SOURCE_DIR = File.expand_path("../fixtures", __FILE__)
DEST_DIR = File.expand_path("../dest", __FILE__)
def source_dir(*files)
File.join(SOURCE_DIR, *files)
end
def dest_dir(*files)
File.join(DEST_DIR, *files)
end
CONFIG_DEFAULTS = {
"source" => source_dir,
"destination" => dest_dir,
"gems" => ["jekyll-maps"]
}.freeze
def make_page(options = {})
page = Jekyll::Page.new(site, CONFIG_DEFAULTS["source"], "", "page.md")
page.data = options
page
end
def make_site(options = {})
site_config = Jekyll.configuration(CONFIG_DEFAULTS.merge(options))
Jekyll::Site.new(site_config)
end
def make_context(registers = {}, environments = {})
Liquid::Context.new(environments, {},
{ :site => site, :page => page }.merge(registers))
end
end
And use it in the tests:
# google_map_tag_spec.rb
require "spec_helper"
describe Jekyll::Maps::GoogleMapTag do
let(:site) { make_site }
before { site.process }
context "full page rendering" do
let(:content) { File.read(dest_dir("page.html")) }
it "builds javascript" do
expect(content).to match(%r!#{Jekyll::Maps::GoogleMapTag::JS_LIB_NAME}!)
end
it "includes external js only once" do
expect(content.scan(%r!maps\.googleapis\.com!).length).to eq(1)
end
it "renders API key" do
expect(content).to match(%r!maps/api/js\?key=GOOGLE_MAPS_API_KEY!)
end
end
end
Plugin Categories
There are several different ways your plugin can alter Jekyll’s behaviour:
- Generators: create additional content or fill in template variables
- Converters: convert custom markup language
- Commands: implement custom subcommands for
jekyll
executable - Tags: create custom Liquid templates
- Hooks: subscribe to different events and modify content
In jekyll-maps I used tag to create {% google_map %}
tag and hooks to inject JavaScript code into the page.

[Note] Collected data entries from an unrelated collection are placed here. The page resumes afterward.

PR #2756, opened 2024-06-21
Use core 2.23.1 on `release-1.11` branch

johnkerl:
Following our [established procedure](https://www.notion.so/785d165226074071872a8b797133d36c?v=c168da78516e487eac3746d38924fa97&p=d1c7a37761b04cf699a705bb8963dea9&pm=s).

Note in particular that core artifacts are updated using the error-proof `./scripts/update-tiledb-version.py 2.23.1`.

### DIFF
--- a/.github/workflows/python-ci-packaging.yml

Jekyll documentation provides good examples for each plugin category and you can also check my implementation on GitHub.
Releasing
To release a new version of a plugin we need to do following:
- increase version number in
lib/${plugin_name}/version.rb
- add release notes to
HISTORY.md
- create a release and a tag in GitHub (optional)
- build new gem
gem build ${plugin_name}.gemspec
- push new version to rubygems.org
gem push ${plugin_name}-${version}.gem
When your plugin is ready to be used — don’t forget to add it to the list of plugins in Jekyll docs, so that people can find it!